After several phone calls to husband Mike Gliser, he was able to rush home to aid Loraine in the rescue. Fortunately, Mike had read up on Macramé handling techniques in the past. Now was his chance to put this knowledge into practice. However, his first attempt received some resistance.
It was then that the couple realized this pair would need greater persuasion. But what would entice them? Knowing that some species are drawn to shiny objects, Loraine had an idea. Fetching a gleaming green ribbon bow, she flashed it in the direction of the Macramé Owls. Then, holding it behind her back, she pretended to walk away, nonchalantly. Just look how the one on the left is relentlessly staring after her!
Well, this worked! Soon, the pair were making themselves very comfortable indoors!
A horrific and shocking story was relayed to me by a woman in the UK. It seems a colleague of hers, Guy Fryer, was recently in Europe. While taking some time out in Poland, he had a dreadful encounter.
“Six of us decided to go and spend a few nights away from it all in the mountains in a log cabin. When we arrived, it had no water, electricity or anything, but a stream. It had an outside toilet which was a wooden hut with a hole in the floor. I won’t go into detail… see the picture below.”
“Inside (remember it’s a hunter’s cabin) it was full of bones, jaws, skulls, and live rodents which you had to protect yourself against when you slept in your sleeping bag… but my horror was complete when I saw this!!”
Guy confirms to us that:
“This is a 100% true story!!!”
We believe you 100%, Guy.
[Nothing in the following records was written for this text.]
PR #959, opened 2021-09-27
added Windows 11 template and OVMF TPM

ich777:


plugins/dynamix.vm.manager/templates/Custom.form.php
```diff
@@ -1254,7 +1264,8 @@ function resetForm() {
 	}
 
 	$('.advancedview').change(function () {
-		if ($(this).is(':checked')) {
+		if
```
OmgImAlexis, line 1267: Was this meant to be split onto 2 lines? 🤔

ich777: Will correct that since another change is necessary for Bitlocker to work.
Thank you @OmgImAlexis for the heads up! :)

PR #972, opened 2021-10-15
feat: make libvirt networks accessible via gui

F4IL3D:
This PR gives the user the option of using LibVirt networks in addition to bridges without having to edit the VM's XML.

I tested the changes locally on my Unraid and so far have not found any errors.

Example of a tested network:
```
<network>
  <name>sriov0</name>
  <uuid>bbb1fc77-0d0e-45c9-b577-597ac9d4792c</uuid>
  <forward mode='hostdev' managed='yes'>
    <pf dev='eth3'/>
    <address type='pci' domain='0x0000' bus='0x81' slot='0x10' function='0x1'/>
    <address type='pci' domain='0x0000' bus='0x81' slot='0x10' function='0x2'/>
    <address type='pci' domain='0x0000' bus='0x81' slot='0x10' function='0x3'/>
    ...
  </forward>
</network>
```

image
image

### DIFF
--- a/languages/en_US/helptext.txt
+++ b/languages/en_US/helptext.txt
@@ -1494,11 +1494,16 @@ Open the folder for the version of Windows you are installing and then select th
 Three drivers will be found. Select them all, click next, and the vDisks you have assigned will appear.
 :end
 
-:vms_network_bridge_help:
-Select the name of the network bridge you wish to use as default for your VMs,
-the setting 'virbr0' will let libvirt create a virtual bridge that utilizes NAT (network address translation)
-and act as a DHCP server to hand out IP addresses to virtual machines directly.
-More optional selections are present when virtual bridges are created under network settings.
+:vms_network_source_help:
+Select the name of the network you wish to use as default for your VMs.
+You can choose between **'bridges'** created under network settings or
+**'libvirt'** created with virsh command in the terminal.
+The bridge **'virbr0'** and the associated virtual network **'default'** are
+created by libvirt.  
+Both utilizes NAT (network address translation) and act as a DHCP server to hand out IP addresses to virtual machines directly.
+More optional selections are present for bridges under network settings or for libvirt networks with the virsh command in the terminal.
+
+**If your are unsure, choose 'virbr0' as the recommended Unraid default.**
 
 NOTE: You can also specify a network bridge on a per-VM basis.
 :end
--- a/languages/en_US/helptext.txt
+++ b/languages/en_US/helptext.txt
@@ -1507,8 +1507,8 @@ More optional selections are present for bridges under network settings or for l
 
 NOTE: You can also specify a network source on a per-VM basis.
 
-**IMPORTANT: Most LibVirt networks only become active as soon as the associated interface is up.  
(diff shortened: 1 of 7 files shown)


F4IL3D:
Hello Tom, 

thank you for your feedback. I understand what you mean. Especially with regard to the possible errors

To your question:
I think the best and most user-friendly solution would be a setting on the network page for the corresponding interface.
Maybe a check box to bring an interface up at startup or something like that. The prerequisite is of course that the settings on the network page are applied before libvirt is started. Otherwise the libvirt network would not be ready for a VM that is marked for autostart.
I also see another problem. At the moment it is not visible to the user in the gui that an interface is used by a libvirt network.
A hint or a graying out of the interface might be helpful.

Of course, all of this only works with networks that are persistent i think.

Other solutions are then udev rules or just a script. But I think, whether the user edited the go script or created a udev rule/script is actually the same. Apart from the possible user errors.

I don't see any other possibilities, unless unraid uses a network manager like nmcli or networkd that I don't know about. ;-)

What do you think?

bergware:
Two remarks:
1. All ethernet interfaces are automatically detected by Unraid upon system startup. The user can (need) to configure these interfaces in the GUI when these are to be used. You need to revise your help text to reflect this (it is not done to use to go file)
2. Code must have multi-language support to allow translation of text to other languages. The function _() is used for translations, e.g.  echo mk_option("", $key, "- "._($key)." -", "disabled");  and  _('default')

limetech:
> **IMPORTANT: Most LibVirt networks only become active as soon as the associated interface is up.  
This can be ensured with an 'ip link set <ethx> up' at the beginning of the go file.**

This is something that is problematic.  What we are saying is, to use a standard feature of Unraid OS a user may possibly have the requirement of making a custom mod to 'go' file which is easy for user to forget about and complicates support.  It also assumes that networking system is 'up' at time that 'go' script is executed, which is the case today but not necessarily a guarantee.

F4IL3D:
@limetech
Sorry, I forgot to push the helptext change. ^^

F4IL3D:
@limetech @bergware
Sorry for the late reply. I haven't had a lot of free time recently.

1. I have changed the help text and now refer to the NetworkSettings page. I hope the text is okay?
2. I added multi-language support. @bergware Unfortunately, I don't understand what you mean by `_('default')`?

I also added a test to the getValidNetworks () function. Without this, the VM Manager page will not be displayed as soon as Libvirt is deactivated.

I also noticed another problem. My changes seem to no longer work with version 6.10.0-rc2.
For example the libvirt-php function `libvirt_list_networks ($conn, VIR_NETWORKS_ALL);` does not return anything. At least one array with one value should be returned.
I have not found any changes to Unraid or to libvirt-php that explain this behavior.
Can you check this out, please? Maybe it's just my test system.

F4IL3D:
@limetech @bergware  
Happy new year.
The PR is ready for another review.

bergware:
PR looks good, thanks

SimonFair:
This PR has affected function of ELEC templates as missing key from array.

$arrValidNetworks[$key] is defined in Custom template, but ELECs are missing the key just have $arrValidNetworks

Which results in Array being shown and not able to set NIC source.

image

PR #980, opened 2021-11-07

bergware:


plugins/dynamix/include/OpenTerminal.php
```diff
@@ -0,0 +1,57 @@
...
+  $pid = exec("pgrep -a ttyd|awk '/\\/var\\/run\\/ttyd.sock:{print \$1}'");
+  if ($pid) break;
+  @unlink('/var/run/ttyd.sock');
+  exec("ttyd-exec -o -i '/var/run/ttyd.sock' bash --login");
+  break;
+case 'syslog':
+  $pid = exec("pgrep -a ttyd|awk '/\\/var\\/run\\/syslog.sock:{print \$1}'");
+  if ($pid) break;
+  $path = '/var/log/';
+  $file = realpath($path.$_GET['name']);
```
OmgImAlexis, line 28: Haven't run this but I have a feeling if I set `$_GET['name']` to `../../../etc/passwd` I'll get that file back. This needs a basename check to ensure the `$file` ends up in the `$path` after resolving.

bergware: realpath and the subsequent path check takes care of this.

plugins/dynamix/scripts/tty_font
```diff
@@ -0,0 +1,5 @@
+#!/bin/bash
+if [[ -n $1 ]]; then
+  pkill ttyd
+  sed -ri "s/fontSize=[0-9]+/fontSize=$1/" /etc/default/ttyd
```
OmgImAlexis, line 4: Is `#arg[1]` escaped? If not when it's passed down to `$1` code injection is possible.

bergware: arguments are automatically escaped in update.php which prepares the request

limetech:
Nice work!

plugins/dynamix/include/DefaultPageLayout.php
```diff
@@ -235,6 +235,10 @@ function openWindow(cmd,title,height,width) {
   form.submit();
 }
 function openTerminal(tag,name,more,height,width) {
+  if (/MSIE|Edge/.test(navigator.userAgent)) {
```
OmgImAlexis, line 238: Isn't this going to trigger on both the old EdgeHTML based browser and the new chromium based one?

PR #990, opened 2021-12-15
Miscellaneous updates

bergware:


Squidly271:
@bergware Just noticed the ContextMenu: added option button in the change log.  Since CA now uses context menus, what exactly is this option?

PR #991, opened 2021-12-22
Miscellaneous updates

bergware:


limetech:
This looks like ability for arbitrary command execution, correct?  I don't think we want to do this.

bergware:
You are right. Reverted this PR

PR #1022, opened 2022-02-03
Always show "WebUI" for user specified URLs

shayne:
I often specify custom WebUI URLs based on my network/local-domain
setup. I rarely if ever use "http://[IP]:[PORT:8888]/" templated URLs.

This change maintains support for the existing templated
bridged/host-network URL schema while enabling the "WebUI" affordance
for containers where the user explicitly entered a WebUI url, e.g.
"https://grafana.mylan.io"

### DIFF
--- a/plugins/dynamix.docker.manager/include/DockerClient.php
+++ b/plugins/dynamix.docker.manager/include/DockerClient.php
@@ -305,8 +305,14 @@ class DockerTemplates {
 			}
 			if ($ct['Running']) {
 				$port = &$ct['Ports'][0];
-				$ip = ($ct['NetworkMode']=='host'||$port['NAT'] ? $host : $port['IP']);
-				$tmp['url'] = $ip ? (strpos($tmp['url'],$ip)!==false ? $tmp['url'] : $this->getControlURL($ct, $ip)) : $tmp['url'];
+				$webui = $this->getTemplateValue($ct['Image'], 'WebUI');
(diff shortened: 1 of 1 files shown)


Squidly271:
Seems to work ok, but maybe I'm missing something - It also worked before.  I can set any of the webUI's to any random website and it works just fine.  What is the setup of a container (networking etc) where this didn't work prior?

shayne:
My fault! Forgot to explain the issue.

If a container doesn't have a port mapping, the existing logic keep it from displaying WebUI in the drop-down. If you're not using the Unraid "map ports to host IP" then the WebUI feature is kinda broken/useless.

This change promotes using WebUI for both cases, either in the tradition al way or if you're using something more advanced/custom. Simply setting a custom URL for a container will allow WebUI to appear.

Example:

I use Traefik (container on Unraid) and my containers can register themselves with Traefik via Docker labels. I access the containers via URLs like "https://grafana.mylan.io". The containers don't have port mappings back to the host as it's not required (either bridge or br0 networking). With this change I can edit the templates for my container and add these URLs and use the WebUI feature like anyone else, just with my custom URLs instead of the templated IP/PORT standard URLs.

Squidly271:
Doesn't look like it'll hurt anything (and may solve some edge cases that aren't easy to test), but I tested on RC3K and with a container set with no ports and network=none I could still hit any random website on via WebGUI.

Either way, since it worked fine with bridge & host and ports being mapped I've have no major issues with it.

PR #1028, opened 2022-02-23
Enable/Disable SMART extended test depending on spin down delay setting

bergware:


limetech:
Nice solution, thanks.

PR #1030, opened 2022-02-24
Change Dashboard Parity status to be invalid and not emulated.

SimonFair:
Please find suggested changes to Dash board view if Parity is invalid or being rebuilt, Currently it says emulated.

Let me know if I should remove multi-lang or add to others and status if you think should be something different to rebuild or invalid.

Made the same change on my 6.9.2 server as its currently rebuilding parity.

image

### DIFF
--- a/plugins/dynamix/nchan/update_2
+++ b/plugins/dynamix/nchan/update_2
@@ -148,7 +148,7 @@ function device_status(&$disk, &$error, &$warning) {
     case 'green-blink' : $color = 'grey';   $text = 'standby';    break;
     case 'blue-on'     : $color = 'blue';   $text = 'unassigned'; break;
     case 'blue-blink'  : $color = 'grey';   $text = 'unassigned'; break;
-    case 'yellow-on'   : $color = 'yellow'; $text =  $disk['type']=='Parity' ? 'invalid') : 'emulated';   $warning++; break;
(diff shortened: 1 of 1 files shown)


Squidly271:
What adding text to the GUI, you should also add the line to https://github.com/unraid/lang-en_US in this case translations.txt and reference this PR

bergware:
To remain consistency with the Main page, the status of the parity disk(s) should be reported as "invalid".

In the latest rc3 the exact parity operation is displayed, so the user knows what is going on.

SimonFair:
> To remain consistency with the Main page, the status of the parity disk(s) should be reported as "invalid".
> 
> In the latest rc3 the exact parity operation is displayed, so the user knows what is going on.
> 
> Ps. regarding translations. I run a code scanner to find new translations and add them to the appropriate text files, no need to worry about that.

Change status to invalid and added Multi language support for other values.

bergware:
You don’t need to translate each individual text item.The translation takes place in the text which is returned at the end.

SimonFair:
> You don’t need to translate each individual text item.The translation takes place in the text which is returned at the end.

Thanks sorry missed that, I have updated to remove _( )

bergware:
Looks good

limetech:
Thank you @SimonFair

Tragic stories like this are (sadly) not unknown to us. Guy was unfortunately unable to save this Macramé Owl. He did not have the expertise of a trained MOWRON (Macramé Owl Welfare Rescue Operations Nurse). Due to lack of funding, we were unable to dispatch our team on a mission to retrieve this Macramé Owl from its degrading environment.
This Macramé Owl may never know true happiness and freedom, but there are others out there in equally dire circumstances. They need your help. If this story tugs at your heart strings, and you want to know how you can do your part in saving the Macramé Owl, please visit our Volunteer page on our website and/or consider making a donation to aid our efforts and support our Macramé Owl Sanctuary.
We also aim to provide counselling for people like Guy who may suffer Post Traumatic Stress Disorder as a result of such a horrendous experience.